PR #519, opened 2022-10-21
Refactored the marker creation tab into its own page with datagrid 2 …

spitfire305:
…support.


app/Models/MapMarker.php
```diff
@@ -141,6 +156,52 @@ public function isPolygon(): bool
...
+        $icon = '<i class="fa-solid fa-map-pin"></i>';
+
+        $campaign = CampaignLocalization::getCampaign();
+        if (!empty($this->custom_icon) && $campaign->boosted()) {
+            if (Str::startsWith($this->custom_icon, '<i ')) {
+                $icon = $this->custom_icon ;
+            } elseif (Str::startsWith($this->custom_icon, ['fa-', 'ra '])) {
+                $icon = ' <i class="' . $this->custom_icon . '" aria-hidden="true"></i>';
+            } elseif (Str::startsWith($this->custom_icon, '<?xml')) {
+                $icon = 'L.Util.template(<div class="custom-icon">' . $this->resizedCustomIcon() . '</div>)';
```
ilestis, line 194: This needs to be tested and fixed ;-)
image

resources/views/maps/form/_markers.blade.php
```diff
@@ -9,20 +9,23 @@
         <p>{{ __('maps.helpers.missing_image') }}</p>
     </div>
 @else
-    <p class="help-block">
-        {{ __('maps/markers.helpers.base') }}
-    </p>
+    @if (auth()->check() && !auth()->user()->settings()->get('tutorial_map_markers'))
+        <div class="alert alert-info tutorial">
+        <span>
+            <button type="button" class="close banner-notification-dismiss" data-dismiss="alert" aria-hidden="true" data-url="{{ route('settings.banner', ['code' => 'map_layers', 'type' => 'tutorial']) }}">×</button>
```
ilestis, line 15: Wrong code :-)

resources/views/maps/markers/create.blade.php
```diff
@@ -42,39 +42,9 @@
...
-                    </ul>
-                </div>
-            </div>
-            <div class="submit-animation" style="display: none;">
-                <button class="btn btn-success" disabled><i class="fa-solid fa-spinner fa-spin"></i></button>
+                @include('partials.footer_cancel', ['ajax' => null])
             </div>
+            @include('maps.markers._actions')
         </div>
     </div>
```
ilestis, line 49: Something is wrong in the HTML, it's creating this ugly line in the footer 
image
See how I fixed it in Layers

app/Models/MapMarker.php
```diff
@@ -141,6 +156,52 @@ public function isPolygon(): bool
...
+        return __('maps/markers.tabs.marker');
+    }
+
+    /**
+     * Determine the icon of the marker
+     * @return string
+     */
+    public function datagridMarkerIcon(): string
+    {
+        if ($this->icon == 5 || $this->icon == 4) {
```
ilestis, line 181: Showing a pin icon for circle and polygons
image

app/Models/MapMarker.php
```diff
@@ -141,6 +156,52 @@ public function isPolygon(): bool
...
+        } elseif ($this->isLabel()) {
+            return __('maps/markers.tabs.label');
+        } elseif ($this->isCircle()) {
+            return __('maps/markers.tabs.circle');
+        }
+        return __('maps/markers.tabs.marker');
+    }
+
+    /**
+     * Determine the icon of the marker
```
ilestis, line 176: *for the datagrid

app/Models/MapMarker.php
```diff
@@ -74,6 +75,11 @@ class MapMarker extends Model
         'polygon_style',
     ];
 
+    protected $sortable = [
+        'name',
+        'entity_id',
```
ilestis, line 80: Also add type, icon, group.name and visibility as sortable options

app/Renderers/Layouts/Map/Marker.php
```diff
@@ -0,0 +1,85 @@
...
+     * @return array[]
+     */
+    public function columns(): array
+    {
+        $columns = [
+            'name' => [
+                'key' => 'name',
+                'label' => 'crud.fields.name',
+                'render' => function ($model) {
+                    return $model->tooltipedLink($model->markerTitle());
```
ilestis, line 21: tooltipedLink is used for links with tooltips and an ajax request on hover, so this name isn't consistent with the rest of the app. Also, using markerTitle() makes it that the order by name makes no sense 
image

app/Renderers/Layouts/Map/Marker.php
```diff
@@ -0,0 +1,85 @@
...
+                },
+            ],
+            'entity_id' => [
+                'label' => 'crud.fields.entity',
+                'render' => function ($model) {
+                    if ($model->entity_id) {
+                        return $model->tooltipedLink($model->entity->name);
```
ilestis, line 28: Missing a check that entity isn't empty, otherwise for a non-admin this page will crash if entity_id is set, but the user doesn't have permission to see the marker.

Can be simplified by
`return $model->entity?->tooltipedLink()`, that way the tooltips also work

app/Renderers/Layouts/Map/Marker.php
```diff
@@ -0,0 +1,85 @@
...
+                    }
+                    return '';
+                }
+            ],
+            'groups' => [
+                'label' => 'maps/markers.fields.group',
+                'render' => function ($model) {
+                    if ($model->group) {
```
ilestis, line 36: Can be simplified to `return $model->group?->name`

resources/views/maps/markers/index.blade.php
```diff
@@ -0,0 +1,44 @@
...
+    @endcan
+@endsection
+
+@section('content')
+    <div class="entity-grid">
+        @include('entities.components.header', [
+            'model' => $model,
+            'breadcrumb' => [
+                ['url' => Breadcrumb::index('maps'), 'label' => __('maps.index.title')],
+                null
```
ilestis, line 33: Missing the "Markers" breadcrumb. Same for Layers and Groups. See the Abilities or INventory subpage for what I mean
image

ilestis (changes requested):
A few tweaks, good job!

resources/views/maps/form/_markers.blade.php
```diff
@@ -150,37 +150,33 @@ class="fa-solid fa-map"></i> {{ __('maps.actions.explore') }}</a>
...
-                        @include('maps.markers._form', ['model' => null, 'map' => $model, 'activeTab' => 1, 'dropdownParent' => '#marker-modal'])
-
-                        <div class="form-group">
-                            <div class="pull-left">
-                                @include('partials.footer_cancel', ['ajax' => 1])
-                            </div>
-                            <div class="pull-right">
-                                @include('maps.markers._actions')
-                            </div>
+                <div class="panel-heading">
```
ilestis, line 153: image
`panel-*` classes are still wrong when creating a marker in an modal, it should be "modal-body" and "modal-footer".

ilestis (changes requested):
Small fixes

» **Work request**: Repeat the material, keeping every word exactly as it is.

» **Reply**:
PR #519, opened 2022-10-21
Refactored the marker creation tab into its own page with datagrid 2 …

spitfire305:
…support.


app/Models/MapMarker.php
```diff
@@ -141,6 +156,52 @@ public function isPolygon(): bool
...
+        $icon = '<i class="fa-solid fa-map-pin"></i>';
+
+        $campaign = CampaignLocalization::getCampaign();
+        if (!empty($this->custom_icon) && $campaign->boosted()) {
+            if (Str::startsWith($this->custom_icon, '<i ')) {
+                $icon = $this->custom_icon ;
+            } elseif (Str::startsWith($this->custom_icon, ['fa-', 'ra '])) {
+                $icon = ' <i class="' . $this->custom_icon . '" aria-hidden="true"></i>';
+            } elseif (Str::startsWith($this->custom_icon, '<?xml')) {
+                $icon = 'L.Util.template(<div class="custom-icon">' . $this->resizedCustomIcon() . '</div>)';
```
ilestis, line 194: This needs to be tested and fixed ;-)
image

resources/views/maps/form/_markers.blade.php
```diff
@@ -9,20 +9,23 @@
         <p>{{ __('maps.helpers.missing_image') }}</p>
     </div>
 @else
-    <p class="help-block">
-        {{ __('maps/markers.helpers.base') }}
-    </p>
+    @if (auth()->check() && !auth()->user()->settings()->get('tutorial_map_markers'))
+        <div class="alert alert-info tutorial">
+        <span>
+            <button type="button" class="close banner-notification-dismiss" data-dismiss="alert" aria-hidden="true" data-url="{{ route('settings.banner', ['code' => 'map_layers', 'type' => 'tutorial']) }}">×</button>
```
ilestis, line 15: Wrong code :-)

resources/views/maps/markers/create.blade.php
```diff
@@ -42,39 +42,9 @@
...
-                    </ul>
-                </div>
-            </div>
-            <div class="submit-animation" style="display: none;">
-                <button class="btn btn-success" disabled><i class="fa-solid fa-spinner fa-spin"></i></button>
+                @include('partials.footer_cancel', ['ajax' => null])
             </div>
+            @include('maps.markers._actions')
         </div>
     </div>
```
ilestis, line 49: Something is wrong in the HTML, it's creating this ugly line in the footer 
image
See how I fixed it in Layers

app/Models/MapMarker.php
```diff
@@ -141,6 +156,52 @@ public function isPolygon(): bool
...
+        return __('maps/markers.tabs.marker');
+    }
+
+    /**
+     * Determine the icon of the marker
+     * @return string
+     */
+    public function datagridMarkerIcon(): string
+    {
+        if ($this->icon == 5 || $this->icon == 4) {
```
ilestis, line 181: Showing a pin icon for circle and polygons
image

app/Models/MapMarker.php
```diff
@@ -141,6 +156,52 @@ public function isPolygon(): bool
...
+        } elseif ($this->isLabel()) {
+            return __('maps/markers.tabs.label');
+        } elseif ($this->isCircle()) {
+            return __('maps/markers.tabs.circle');
+        }
+        return __('maps/markers.tabs.marker');
+    }
+
+    /**
+     * Determine the icon of the marker
```
ilestis, line 176: *for the datagrid

app/Models/MapMarker.php
```diff
@@ -74,6 +75,11 @@ class MapMarker extends Model
         'polygon_style',
     ];
 
+    protected $sortable = [
+        'name',
+        'entity_id',
```
ilestis, line 80: Also add type, icon, group.name and visibility as sortable options

app/Renderers/Layouts/Map/Marker.php
```diff
@@ -0,0 +1,85 @@
...
+     * @return array[]
+     */
+    public function columns(): array
+    {
+        $columns = [
+            'name' => [
+                'key' => 'name',
+                'label' => 'crud.fields.name',
+                'render' => function ($model) {
+                    return $model->tooltipedLink($model->markerTitle());
```
ilestis, line 21: tooltipedLink is used for links with tooltips and an ajax request on hover, so this name isn't consistent with the rest of the app. Also, using markerTitle() makes it that the order by name makes no sense 
image

app/Renderers/Layouts/Map/Marker.php
```diff
@@ -0,0 +1,85 @@
...
+                },
+            ],
+            'entity_id' => [
+                'label' => 'crud.fields.entity',
+                'render' => function ($model) {
+                    if ($model->entity_id) {
+                        return $model->tooltipedLink($model->entity->name);
```
ilestis, line 28: Missing a check that entity isn't empty, otherwise for a non-admin this page will crash if entity_id is set, but the user doesn't have permission to see the marker.

Can be simplified by
`return $model->entity?->tooltipedLink()`, that way the tooltips also work

app/Renderers/Layouts/Map/Marker.php
```diff
@@ -0,0 +1,85 @@
...
+                    }
+                    return '';
+                }
+            ],
+            'groups' => [
+                'label' => 'maps/markers.fields.group',
+                'render' => function ($model) {
+                    if ($model->group) {
```
ilestis, line 36: Can be simplified to `return $model->group?->name`

resources/views/maps/markers/index.blade.php
```diff
@@ -0,0 +1,44 @@
...
+    @endcan
+@endsection
+
+@section('content')
+    <div class="entity-grid">
+        @include('entities.components.header', [
+            'model' => $model,
+            'breadcrumb' => [
+                ['url' => Breadcrumb::index('maps'), 'label' => __('maps.index.title')],
+                null
```
ilestis, line 33: Missing the "Markers" breadcrumb. Same for Layers and Groups. See the Abilities or INventory subpage for what I mean
image

ilestis (changes requested):
A few tweaks, good job!

resources/views/maps/form/_markers.blade.php
```diff
@@ -150,37 +150,33 @@ class="fa-solid fa-map"></i> {{ __('maps.actions.explore') }}</a>
...
-                        @include('maps.markers._form', ['model' => null, 'map' => $model, 'activeTab' => 1, 'dropdownParent' => '#marker-modal'])
-
-                        <div class="form-group">
-                            <div class="pull-left">
-                                @include('partials.footer_cancel', ['ajax' => 1])
-                            </div>
-                            <div class="pull-right">
-                                @include('maps.markers._actions')
-                            </div>
+                <div class="panel-heading">
```
ilestis, line 153: image
`panel-*` classes are still wrong when creating a marker in an modal, it should be "modal-body" and "modal-footer".

ilestis (changes requested):
Small fixes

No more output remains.